Combination Therapy Against Brain Cancer Proves Effective in Preclinical Models

January 5, 2026 | Research & Market Insights | Drug Discovery

Researchers at the UNC School of Medicine and the UNC Eshelman School of Pharmacy have announced a significant breakthrough in neuro-oncology. A study published in the Proceedings of the National Academy of Sciences (PNAS) reveals that combining the standard chemotherapy drug Temozolomide (TMZ) with a chemical compound called EdU (5-Ethynyl-2′-deoxyuridine) offers a potential paradigm shift in the treatment of glioblastoma.

The Innovation: Nobel laureate Aziz Sancar, MD, Ph.D., and his team demonstrated that this dual-drug approach induces unprecedented cancer remission in preclinical models by targeting tumor DNA while sparing healthy brain tissue.

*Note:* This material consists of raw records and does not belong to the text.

PR #2, opened 2019-05-22
Add damage events

e-aakash:
Add damage events and update HealthAuthoritySystem.

### DIFF
--- a/src/main/java/org/terasology/logic/health/HealthAuthoritySystem.java
+++ b/src/main/java/org/terasology/logic/health/HealthAuthoritySystem.java
@@ -141,10 +141,11 @@ public class HealthAuthoritySystem extends BaseComponentSystem implements Update
     private void doHeal(EntityRef entity, int healAmount, EntityRef instigator) {
         HealthComponent health = entity.getComponent(HealthComponent.class);
         if (health != null) {
-            int healedAmount = Math.min(health.currentHealth + healAmount, health.maxHealth) - health.currentHealth;
-            health.currentHealth += healedAmount;
+            int cappedHealth = Math.min(health.currentHealth + healAmount, health.maxHealth);
+            int cappedHealAmount = cappedHealth - health.currentHealth;
+            health.currentHealth = cappedHealth;
             entity.saveComponent(health);
-            entity.send(new OnHealedEvent(healAmount, healedAmount, instigator));
+            entity.send(new OnHealedEvent(healAmount, cappedHealAmount, instigator));
             if (health.currentHealth == health.maxHealth) {
                 entity.send(new OnFullyHealedEvent(instigator));
             }
@@ -205,10 +206,6 @@ public class HealthAuthoritySystem extends BaseComponentSystem implements Update
      */
     @ReceiveEvent(components = HealthComponent.class, netFilter = RegisterMode.AUTHORITY)
     public void onAttackEntity(AttackEvent event, EntityRef targetEntity) {
-        damageEntity(event, targetEntity);
-    }
-
-    static void damageEntity(AttackEvent event, EntityRef targetEntity) {
         int damage = 1;
         Prefab damageType = EngineDamageTypes.PHYSICAL.get();
         // Calculate damage from item
@@ -233,11 +230,11 @@ public class HealthAuthoritySystem extends BaseComponentSystem implements Update
             ghost = (characterMovementComponent.mode == MovementMode.GHOSTING);
         }
         if ((health != null) && !ghost) {
-            int damagedAmount = health.currentHealth - Math.max(health.currentHealth - damageAmount, 0);
-            health.currentHealth -= damagedAmount;
+            int cappedDamage = Math.min(health.currentHealth, damageAmount);
+            health.currentHealth -= cappedDamage;
             health.nextRegenTick = time.getGameTimeInMs() + TeraMath.floorToInt(health.waitBeforeRegen * 1000);
             entity.saveComponent(health);
-            entity.send(new OnDamagedEvent(damageAmount, damagedAmount, damageType, instigator));
+            entity.send(new OnDamagedEvent(damageAmount, cappedDamage, damageType, instigator));
             if (health.currentHealth == 0 && health.destroyEntityOnNoHealth) {
                 entity.send(new DestroyEvent(instigator, directCause, damageType));
             }
@@ -275,7 +272,7 @@ public class HealthAuthoritySystem extends BaseComponentSystem implements Update
      * @param characterSounds Component having sound settings.
      */
     @ReceiveEvent
-    public void onDamaged(OnDamagedEvent event, EntityRef entity, CharacterSoundComponent characterSounds) {
+    public void onDamaged(OnDamagedEvent event, EntityRef entity, CharacterSoundComponent characterSounds)  {
         if (characterSounds.lastSoundTime + CharacterSoundSystem.MIN_TIME < time.getGameTimeInMs()) {
 
             // play the sound of damage hitting the character for everyone
@@ -307,17 +304,11 @@ public class HealthAuthoritySystem extends BaseComponentSystem implements Update
      * @param event VerticalCollisionEvent sent when falling speed threshold is crossed.
      * @param entity The entity which is damaged due to falling.
      */
-    @ReceiveEvent(components = {HealthComponent.class})
-    public void onLand(VerticalCollisionEvent event, EntityRef entity) {
-        HealthComponent health = entity.getComponent(HealthComponent.class);
+    @ReceiveEvent
+    public void onLand(VerticalCollisionEvent event, EntityRef entity, HealthComponent health) {
         float speed = Math.abs(event.getVelocity().y);
 
-        if (speed > health.fallingDamageSpeedThreshold) {
-            int damage = (int) ((speed - health.fallingDamageSpeedThreshold) * health.excessSpeedDamageMultiplier);
-            if (damage > 0) {
-                checkDamage(entity, damage, EngineDamageTypes.PHYSICAL.get(), EntityRef.NULL, EntityRef.NULL);
-            }
-        }
+        highSpeedDamage(speed, entity, health.fallingDamageSpeedThreshold, health.excessSpeedDamageMultiplier);
     }
 
     /**
@@ -326,16 +317,18 @@ public class HealthAuthoritySystem extends BaseComponentSystem implements Update
      * @param event HorizontalCollisionEvent sent when "falling horizontally".
      * @param entity Entity which is damaged on "horizontal fall".
      */
-    @ReceiveEvent(components = {HealthComponent.class})
-    public void onCrash(HorizontalCollisionEvent event, EntityRef entity) {
-        HealthComponent health = entity.getComponent(HealthComponent.class);
-
+    @ReceiveEvent
+    public void onCrash(HorizontalCollisionEvent event, EntityRef entity, HealthComponent health) {
         Vector3f vel = new Vector3f(event.getVelocity());
         vel.y = 0;
         float speed = vel.length();
 
-        if (speed > health.horizontalDamageSpeedThreshold) {
-            int damage = (int) ((speed - health.horizontalDamageSpeedThreshold) * health.excessSpeedDamageMultiplier);
+        highSpeedDamage(speed, entity, health.horizontalDamageSpeedThreshold, health.excessSpeedDamageMultiplier);
+    }
+
+    private void highSpeedDamage(float speed, EntityRef entity, float threshold, float damageMultiplier) {
+        if (speed > threshold) {
+            int damage = (int) ((speed - threshold) * damageMultiplier);
             if (damage > 0) {
                 checkDamage(entity, damage, EngineDamageTypes.PHYSICAL.get(), EntityRef.NULL, EntityRef.NULL);
             }
--- a/src/main/java/org/terasology/logic/health/HealthAuthoritySystem.java
+++ b/src/main/java/org/terasology/logic/health/HealthAuthoritySystem.java
@@ -21,20 +21,32 @@ import gnu.trove.list.TFloatList;
 import gnu.trove.list.TIntList;
 import org.slf4j.Logger;
 import org.slf4j.LoggerFactory;
+import org.terasology.audio.StaticSound;
+import org.terasology.audio.events.PlaySoundEvent;
+import org.terasology.audio.events.PlaySoundForOwnerEvent;
 import org.terasology.entitySystem.entity.EntityManager;
 import org.terasology.entitySystem.entity.EntityRef;
 import org.terasology.entitySystem.event.ReceiveEvent;
+import org.terasology.entitySystem.prefab.Prefab;
 import org.terasology.entitySystem.systems.BaseComponentSystem;
 import org.terasology.entitySystem.systems.RegisterMode;
 import org.terasology.entitySystem.systems.RegisterSystem;
 import org.terasology.entitySystem.systems.UpdateSubscriberSystem;
-import org.terasology.logic.health.event.BeforeHealEvent;
-import org.terasology.logic.health.event.DoHealEvent;
-import org.terasology.logic.health.event.FullHealthEvent;
-import org.terasology.logic.health.event.OnHealedEvent;
+import org.terasology.logic.characters.CharacterMovementComponent;
+import org.terasology.logic.characters.CharacterSoundComponent;
+import org.terasology.logic.characters.CharacterSoundSystem;
+import org.terasology.logic.characters.MovementMode;
+import org.terasology.logic.characters.events.AttackEvent;
+import org.terasology.logic.characters.events.HorizontalCollisionEvent;
+import org.terasology.logic.characters.events.VerticalCollisionEvent;
+import org.terasology.logic.health.event.*;
+import org.terasology.logic.inventory.ItemComponent;
 import org.terasology.logic.players.event.OnPlayerRespawnedEvent;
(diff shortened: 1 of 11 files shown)


src/main/java/org/terasology/logic/health/HealthAuthoritySystem.java
```diff
@@ -21,20 +21,33 @@
...
-import org.terasology.logic.health.event.FullHealthEvent;
-import org.terasology.logic.health.event.OnHealedEvent;
+import org.terasology.logic.characters.CharacterMovementComponent;
+import org.terasology.logic.characters.CharacterSoundComponent;
+import org.terasology.logic.characters.CharacterSoundSystem;
+import org.terasology.logic.characters.MovementMode;
+import org.terasology.logic.characters.events.AttackEvent;
+import org.terasology.logic.characters.events.HorizontalCollisionEvent;
+import org.terasology.logic.characters.events.VerticalCollisionEvent;
+import org.terasology.logic.health.event.*;
```
syntaxi: Avoid star imports.
If IntelliJ is auto collapsing them then you can change the settings to increase the number of classes before it collapses to some high number like 999

src/main/java/org/terasology/logic/health/HealthAuthoritySystem.java
```diff
@@ -140,16 +165,199 @@ private int calculateTotal(int base, TFloatList multipliers, TIntList modifiers)
...
+     *
+     * @param event Attack event sent on targetEntity.
+     * @param targetEntity The entity which is attacked.
+     */
+    @ReceiveEvent(components = HealthComponent.class, netFilter = RegisterMode.AUTHORITY)
+    public void onAttackEntity(AttackEvent event, EntityRef targetEntity) {
+        damageEntity(event, targetEntity);
+    }
+
+    static void damageEntity(AttackEvent event, EntityRef targetEntity) {
```
syntaxi: Why is this a separate static method to the above?

src/main/java/org/terasology/logic/health/HealthAuthoritySystem.java
```diff
@@ -140,16 +165,199 @@ private int calculateTotal(int base, TFloatList multipliers, TIntList modifiers)
...
+
+    private void doDamage(EntityRef entity, int damageAmount, Prefab damageType, EntityRef instigator, EntityRef directCause) {
+        HealthComponent health = entity.getComponent(HealthComponent.class);
+        CharacterMovementComponent characterMovementComponent = entity.getComponent(CharacterMovementComponent.class);
+        boolean ghost = false;
+        if (characterMovementComponent != null) {
+            ghost = (characterMovementComponent.mode == MovementMode.GHOSTING);
+        }
+        if ((health != null) && !ghost) {
+            int damagedAmount = health.currentHealth - Math.max(health.currentHealth - damageAmount, 0);
```
syntaxi: This is overly complicated and the name is ambiguous.
Can't you replace this line with
```java
int damagedAmount = Math.min(health.currentHealth, damageAmount)
```
Further more based on that it makes sense to use `maxDamage` or `cappedDamage` as the name, eliminating the confusion between `damageAmount` and `damagedAmount`

src/main/java/org/terasology/logic/health/HealthAuthoritySystem.java
```diff
@@ -140,16 +165,199 @@ private int calculateTotal(int base, TFloatList multipliers, TIntList modifiers)
...
+
+    /**
+     * Causes damage to entity when fallingDamageSpeedThreshold is breached.
+     *
+     * @param event VerticalCollisionEvent sent when falling speed threshold is crossed.
+     * @param entity The entity which is damaged due to falling.
+     */
+    @ReceiveEvent(components = {HealthComponent.class})
+    public void onLand(VerticalCollisionEvent event, EntityRef entity) {
+        HealthComponent health = entity.getComponent(HealthComponent.class);
```
syntaxi: If you are going to be using the component, just place it into the constructor to simplify things

ie,
```java
@ReceiveEvent
public void onLand(VerticalCollisionEvent event, EntityRef entity, HealthComponent health) {
    /* ... */
}
```

src/main/java/org/terasology/logic/health/HealthAuthoritySystem.java
```diff
@@ -140,16 +165,199 @@ private int calculateTotal(int base, TFloatList multipliers, TIntList modifiers)
...
+     */
+    @ReceiveEvent(components = {HealthComponent.class})
+    public void onCrash(HorizontalCollisionEvent event, EntityRef entity) {
+        HealthComponent health = entity.getComponent(HealthComponent.class);
+
+        Vector3f vel = new Vector3f(event.getVelocity());
+        vel.y = 0;
+        float speed = vel.length();
+
+        if (speed > health.horizontalDamageSpeedThreshold) {
```
syntaxi: Parts of this method and the `onLand` method could likely be extracted into a single `highSpeedDamage` method

src/main/java/org/terasology/logic/health/HealthAuthoritySystem.java
```diff
@@ -140,16 +165,199 @@ private int calculateTotal(int base, TFloatList multipliers, TIntList modifiers)
...
+     */
+    @ReceiveEvent
+    public void onCrash(HorizontalCollisionEvent event, EntityRef entity, CharacterSoundComponent characterSounds, HealthComponent healthComponent) {
+        Vector3f horizVelocity = new Vector3f(event.getVelocity());
+        horizVelocity.y = 0;
+        float velocity = horizVelocity.length();
+
+        if (velocity > healthComponent.horizontalDamageSpeedThreshold) {
+            if (characterSounds.lastSoundTime + CharacterSoundSystem.MIN_TIME < time.getGameTimeInMs()) {
+                StaticSound sound = random.nextItem(characterSounds.landingSounds);
```
syntaxi, line 358: Similarly, there are a few segments of code where sounds are played, which could be extracted into a common private method

src/main/java/org/terasology/logic/health/HealthAuthoritySystem.java
syntaxi: This also applies to a similar section of the `doHeal` method

syntaxi (commented):
Tried to leave overall comments onto the code regardless of if you have written it.
Only minor things like simplifying and splitting code (reducing duplicates)

src/main/java/org/terasology/logic/health/HealthAuthoritySystem.java
Cervator: Avoid wildcard import - configure IntelliJ (or whatever) to no collapse into wildcard, or at least not until 9999 imports or something crazy :-)

src/main/java/org/terasology/logic/health/HealthAuthoritySystem.java
```diff
@@ -45,7 +58,18 @@
  * - BeforeHealEvent
  * - (HealthComponent saved)
  * - OnHealedEvent
- * - FullHealthEvent (if at full health)
+ * - OnFullyHealedEvent (if at full health)
```
Cervator: Maybe

```suggestion
 * - OnFullyHealedEvent (if healed to full)
```

src/main/java/org/terasology/logic/health/HealthAuthoritySystem.java
```diff
@@ -140,16 +165,199 @@ private int calculateTotal(int base, TFloatList multipliers, TIntList modifiers)
 
     }
 
-    /** Handles DoHeal event to increase health of entity */
+    /**
+     * Handles DoHeal event to increase health of entity.
```
Cervator: Maybe tweak this with a code tag for `DoHealEvent` or even just avoid using the class name, instead referring to it generally "Event handler for increasing health ..."

src/main/java/org/terasology/logic/health/HealthAuthoritySystem.java
Cervator: Missing access level? Also it might be worth throwing some bits of javadoc on some of these utility methods, even if not public :)

src/main/java/org/terasology/logic/health/HealthAuthoritySystem.java
```diff
@@ -140,16 +165,199 @@ private int calculateTotal(int base, TFloatList multipliers, TIntList modifiers)
...
+        }
+    }
+
+    /**
+     * Causes damage to entity when fallingDamageSpeedThreshold is breached.
+     *
+     * @param event VerticalCollisionEvent sent when falling speed threshold is crossed.
+     * @param entity The entity which is damaged due to falling.
+     */
+    @ReceiveEvent(components = {HealthComponent.class})
```
Cervator: Since the `HealthComponent` is used inside this event handler you should be able to move it from the `@ReceiveEvent` filter into a method parameter. That way you don't need to separately retrieve it 👍

src/main/java/org/terasology/logic/health/HealthAuthoritySystem.java
```diff
@@ -140,16 +165,199 @@ private int calculateTotal(int base, TFloatList multipliers, TIntList modifiers)
...
+        if (speed > health.fallingDamageSpeedThreshold) {
+            int damage = (int) ((speed - health.fallingDamageSpeedThreshold) * health.excessSpeedDamageMultiplier);
+            if (damage > 0) {
+                checkDamage(entity, damage, EngineDamageTypes.PHYSICAL.get(), EntityRef.NULL, EntityRef.NULL);
+            }
+        }
+    }
+
+    /**
+     * Inflicts damage to entity horizontalDamageSpeedThreshold is breached.
```
Cervator: Think there's an "if" missing here somewhere

src/main/java/org/terasology/logic/health/event/DamageSoundComponent.java
```diff
@@ -0,0 +1,28 @@
...
+ */
+package org.terasology.logic.health.event;
+
+import com.google.common.collect.Lists;
+import org.terasology.audio.StaticSound;
+import org.terasology.entitySystem.Component;
+
+import java.util.List;
+
+/**
```
Cervator, line 24: Blank javadoc - leftovers from when we did a bulk remove of `@author` tags ages ago. Feel free to remove them (or better yet fill them in!) wherever you see them

src/main/java/org/terasology/logic/health/event/HealthChangedEvent.java
```diff
@@ -37,7 +37,10 @@ public EntityRef getInstigator() {
     }
 
     /**
-     * @return The amount by which health changed. This is capped, so if the entity received 9999 damage and only had 10 health, it will be -10.
+     * Method to get the amount by which health has changed.
+     *
+     * @return The amount by which health changed. This is capped (by the implementing method),
+     *         so if the entity received 9999 damage and only had 10 health, it will be -10.
```
Cervator: It will _be_ `-10` or it will have `10` _subtracted_ from it?

src/test/java/org/terasology/logic/health/DamageEventTest.java
```diff
@@ -0,0 +1,148 @@
...
+package org.terasology.logic.health;
+
+import com.google.api.client.util.Sets;
+import org.junit.Before;
+import org.junit.Test;
+import org.slf4j.Logger;
+import org.slf4j.LoggerFactory;
+import org.terasology.entitySystem.entity.EntityManager;
+import org.terasology.entitySystem.entity.EntityRef;
+import org.terasology.logic.health.event.*;
```
Cervator: More wildcard :-)

src/test/java/org/terasology/logic/health/DamageEventTest.java
```diff
@@ -0,0 +1,148 @@
...
+        player.addComponent(new PlayerCharacterComponent());
+        player.addComponent(healthComponent);
+
+        TestEventReceiver<BeforeDamagedEvent> receiver = new TestEventReceiver<>(getHostContext(),
+                BeforeDamagedEvent.class,
+                (event, entity) -> {
+                    event.add(5);
+                    event.multiply(2);
+                });
+        // Expected damage value is ( initial:10 + 5 ) * 2 = 30
```
Cervator, line 107: Might want to keep an eye out for `=` vs `==`

Cervator (changes requested):
Good stuff! Throwing in another round of fairly minor comments 👍

src/test/java/org/terasology/logic/health/DamageEventTest.java
e-aakash: I think this line is just calculation, so `=` should work. 
Will keep an eye out for them

src/main/java/org/terasology/logic/health/HealthAuthoritySystem.java
e-aakash: I couldn't find any other methods using `damageEntity` method. So will move it into the `onAttackEntity` method.

src/main/java/org/terasology/logic/health/HealthAuthoritySystem.java
e-aakash: Though this can be extracted, the `onCrash` only plays sound on the client (by sending PlaySoundEvent), but damage plays sound on both client and server.
So should the client sound way be extracted to a private method?

src/main/java/org/terasology/logic/health/HealthAuthoritySystem.java
e-aakash: I did not check in the original Core/Health directory for usage. Turns out `BlockDamageAuthoritySystem` uses this method. [See here](https://github.com/e-aakash/Health/pull/1/files#diff-1a42c6b21c057e315502d39b4f22a5f6R225)
So I will have to either revert the commit or add it back in the next commit.

src/test/java/org/terasology/logic/health/DamageEventTest.java
Cervator: It is just math, true - I tend to always use the code style setup when it is in code even if it would be legit otherwise ... 😁

src/main/java/org/terasology/logic/health/HealthAuthoritySystem.java
```diff
@@ -268,7 +276,7 @@ private void checkDamage(EntityRef entity, int amount, Prefab damageType, Entity
      * @param characterSounds Component having sound settings.
      */
     @ReceiveEvent
-    public void onDamaged(OnDamagedEvent event, EntityRef entity, CharacterSoundComponent characterSounds) {
+    public void onDamaged(OnDamagedEvent event, EntityRef entity, CharacterSoundComponent characterSounds)  {
```
Cervator, line 279: Super trivial but this ended up with two spaces instead of one for some reason

src/main/java/org/terasology/logic/health/HealthAuthoritySystem.java
```diff
@@ -300,35 +308,31 @@ public void onDamaged(OnDamagedEvent event, EntityRef entity, CharacterSoundComp
...
         Vector3f vel = new Vector3f(event.getVelocity());
         vel.y = 0;
         float speed = vel.length();
 
-        if (speed > health.horizontalDamageSpeedThreshold) {
-            int damage = (int) ((speed - health.horizontalDamageSpeedThreshold) * health.excessSpeedDamageMultiplier);
+        highSpeedDamage(speed, entity, health.horizontalDamageSpeedThreshold, health.excessSpeedDamageMultiplier);
+    }
+
+    private void highSpeedDamage(float speed, EntityRef entity, float threshold, float damageMultiplier) {
```
Cervator, line 333: Nice utility method get! 👍

Cervator (approved):
Looks pretty solid 👍

src/test/java/org/terasology/logic/health/HealEventTest.java
```diff
@@ -20,11 +20,12 @@
 import org.junit.Test;
 import org.slf4j.Logger;
 import org.slf4j.LoggerFactory;
-import org.terasology.engine.Time;
 import org.terasology.entitySystem.entity.EntityManager;
 import org.terasology.entitySystem.entity.EntityRef;
 import org.terasology.logic.health.event.BeforeHealEvent;
+import org.terasology.logic.health.event.DoDamageEvent;
```
Cervator, line 26: I think this is unused now

src/test/java/org/terasology/logic/health/HealEventTest.java
```diff
@@ -38,7 +39,6 @@
 public class HealEventTest extends ModuleTestingEnvironment {
 
     private EntityManager entityManager;
-    private Time time;
 
     private static final Logger logger = LoggerFactory.getLogger(HealEventTest.class);
```
Cervator, line 43: And this line could be moved above the `entityManager` to resolve a variable order issue

src/test/java/org/terasology/logic/health/HealEventTest.java
```diff
@@ -124,9 +123,27 @@ public void healModifyEventTest() {
...
                     event.multiply(2);
                 });
-        // expected = ( initial:10 + 10 - 5 ) * 2 = 30
+        // Expected value is ( initial:10 + 10 - 5 ) * 2 == 30
         player.send(new DoHealEvent(10));
         assertEquals(30, player.getComponent(HealthComponent.class).currentHealth);
     }
 
+    @Test
+    public void healNegativeTest() {
```
Cervator, line 132: Uh oh! This test actually fails for me! Expected 40, got 50.

Not worried about it though, merging anyway :-)

Cervator (approved):
Just a few more comments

Addressing the Glioblastoma Challenge

Glioblastoma multiforme (GBM) remains one of the most aggressive and lethal forms of brain cancer. For over 20 years, the standard of care has seen little evolution, leaving patients with a grim prognosis:

• Low Survival Rate: Only approximately 7% of patients survive more than five years post-diagnosis.
• Treatment Resistance: TMZ is currently the only FDA-approved chemotherapy for GBM, but tumors frequently recur with heightened resistance.
• Genetic Complexity: High mutation rates make "one-size-fits-all" therapies largely ineffective.

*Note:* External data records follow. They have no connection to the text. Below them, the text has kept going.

PR #4, opened 2019-05-24
Block Damage systems

e-aakash:
Adds required assets and system for functioning of damage to blocks.

How to test:
1. Create a new game with `BuilderSampleGameplay` template with `Health` Module activated in advanced settings
2. Try to damage a block. See that the block takes damage before being destroyed.


iaronaraujo (approved):
Everything looks fine!

assets/prefabs/particleEffects/defaultBlockParticles.prefab
```diff
@@ -0,0 +1,31 @@
+{
+    "location": {},
+    "particleDataSprite": {
+        "texture": "core:fx_smoke"
```
syntaxi: This will need to be changed to "health:fx_smoke" and the file should be _duplicated_ to health because I'm fairly sure that there are other modules that use it.

src/main/java/org/terasology/logic/health/BlockDamageRenderer.java
```diff
@@ -0,0 +1,110 @@
...
+
+    private BlockSelectionRenderer blockSelectionRenderer;
+
+    @In
+    private EntityManager entityManager;
+
+    @Override
+    public void renderOverlay() {
+        if (blockSelectionRenderer == null) {
+            Texture texture = Assets.getTextureRegion("health:blockdamageeffects#1").get().getTexture();
```
e-aakash, line 51: Even though the [BlockDamageEffects](https://github.com/Terasology/Health/pull/4/files#diff-ec2d137ee6854b1fa1fbab10fb27efef) has been moved into the module, this line is creating `NoSuchElementException`.

deltas/engine/prefabs/test.prefab
```diff
@@ -0,0 +1,5 @@
+{
+    "RigidBody": {
+        "kinematic": false
```
syntaxi: Should this file still be here?

e-aakash: I don't think this is required, so will remove it.

iaronaraujo (approved):
The regen is working! It would be nice to open an issue to fix the regen speed later though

Mechanism of Action: Synergistic Cytotoxicity

The research focused on the synergistic effects of TMZ and EdU. Unlike traditional monotherapies, EdU successfully crosses the blood-brain barrier and integrates into the DNA of rapidly dividing cancer cells. When administered alongside TMZ, the two drugs work in tandem to trigger apoptosis (cell death) within the tumor mass.

SYNERGY
Testing in U87, GBM8, and LN229 cell lines confirmed that combined therapy is significantly more potent than TMZ or EdU alone.

Safety Profile
Toxicity studies showed only mild, reversible changes in the spleen and blood, comparable to standard chemotherapy side effects.

Translational Potential for Oncology R&D

Using bioluminescent tracking in living models, researchers observed a dramatic reduction in tumor volume. Crucially, the study utilized actual tumors removed from glioblastoma patients, providing a high degree of translational relevance for future clinical trials.

For global drug discovery organizations like ChemDiv, these findings underscore the importance of combination therapy screening and the potential of modified nucleosides like EdU in treating CNS disorders. The ability to target aggressive brain tumors without harming vital brain structures represents a cornerstone for the next generation of oncology therapeutics.

The UNC study suggests that the "simple concept" of dual-action DNA disruption could finally break the 20-year stagnation in glioblastoma treatment.